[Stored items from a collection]
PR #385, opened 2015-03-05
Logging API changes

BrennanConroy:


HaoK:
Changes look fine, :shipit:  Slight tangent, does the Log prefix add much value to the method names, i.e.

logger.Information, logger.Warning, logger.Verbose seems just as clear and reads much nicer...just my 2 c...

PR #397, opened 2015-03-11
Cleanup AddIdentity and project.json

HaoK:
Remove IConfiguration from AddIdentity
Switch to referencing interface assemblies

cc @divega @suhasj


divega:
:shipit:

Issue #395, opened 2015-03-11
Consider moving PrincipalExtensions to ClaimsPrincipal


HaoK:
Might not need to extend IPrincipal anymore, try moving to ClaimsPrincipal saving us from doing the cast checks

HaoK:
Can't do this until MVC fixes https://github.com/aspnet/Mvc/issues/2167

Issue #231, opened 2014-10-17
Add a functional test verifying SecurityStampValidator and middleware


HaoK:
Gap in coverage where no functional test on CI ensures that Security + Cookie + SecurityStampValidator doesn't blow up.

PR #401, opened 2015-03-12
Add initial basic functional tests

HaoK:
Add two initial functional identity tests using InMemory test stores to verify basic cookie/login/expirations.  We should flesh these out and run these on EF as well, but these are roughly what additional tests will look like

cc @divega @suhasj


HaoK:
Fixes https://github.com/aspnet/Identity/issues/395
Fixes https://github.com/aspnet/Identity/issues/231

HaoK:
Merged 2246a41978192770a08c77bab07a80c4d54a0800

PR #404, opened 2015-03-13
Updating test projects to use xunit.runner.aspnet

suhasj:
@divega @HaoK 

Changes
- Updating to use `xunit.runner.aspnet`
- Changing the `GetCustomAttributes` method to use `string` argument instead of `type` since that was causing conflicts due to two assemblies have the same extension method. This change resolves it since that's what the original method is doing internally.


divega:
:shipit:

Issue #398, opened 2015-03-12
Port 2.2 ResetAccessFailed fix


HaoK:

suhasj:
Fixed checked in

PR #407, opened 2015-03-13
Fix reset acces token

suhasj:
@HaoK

What to produce: Go through the data and return every record exactly.

Worked solution:
PR #385, opened 2015-03-05
Logging API changes

BrennanConroy:


HaoK:
Changes look fine, :shipit:  Slight tangent, does the Log prefix add much value to the method names, i.e.

logger.Information, logger.Warning, logger.Verbose seems just as clear and reads much nicer...just my 2 c...

PR #397, opened 2015-03-11
Cleanup AddIdentity and project.json

HaoK:
Remove IConfiguration from AddIdentity
Switch to referencing interface assemblies

cc @divega @suhasj


divega:
:shipit:

Issue #395, opened 2015-03-11
Consider moving PrincipalExtensions to ClaimsPrincipal


HaoK:
Might not need to extend IPrincipal anymore, try moving to ClaimsPrincipal saving us from doing the cast checks

HaoK:
Can't do this until MVC fixes https://github.com/aspnet/Mvc/issues/2167

Issue #231, opened 2014-10-17
Add a functional test verifying SecurityStampValidator and middleware


HaoK:
Gap in coverage where no functional test on CI ensures that Security + Cookie + SecurityStampValidator doesn't blow up.

PR #401, opened 2015-03-12
Add initial basic functional tests

HaoK:
Add two initial functional identity tests using InMemory test stores to verify basic cookie/login/expirations.  We should flesh these out and run these on EF as well, but these are roughly what additional tests will look like

cc @divega @suhasj


HaoK:
Fixes https://github.com/aspnet/Identity/issues/395
Fixes https://github.com/aspnet/Identity/issues/231

HaoK:
Merged 2246a41978192770a08c77bab07a80c4d54a0800

PR #404, opened 2015-03-13
Updating test projects to use xunit.runner.aspnet

suhasj:
@divega @HaoK 

Changes
- Updating to use `xunit.runner.aspnet`
- Changing the `GetCustomAttributes` method to use `string` argument instead of `type` since that was causing conflicts due to two assemblies have the same extension method. This change resolves it since that's what the original method is doing internally.


divega:
:shipit:

Issue #398, opened 2015-03-12
Port 2.2 ResetAccessFailed fix


HaoK:

suhasj:
Fixed checked in

PR #407, opened 2015-03-13
Fix reset acces token

suhasj:
@HaoK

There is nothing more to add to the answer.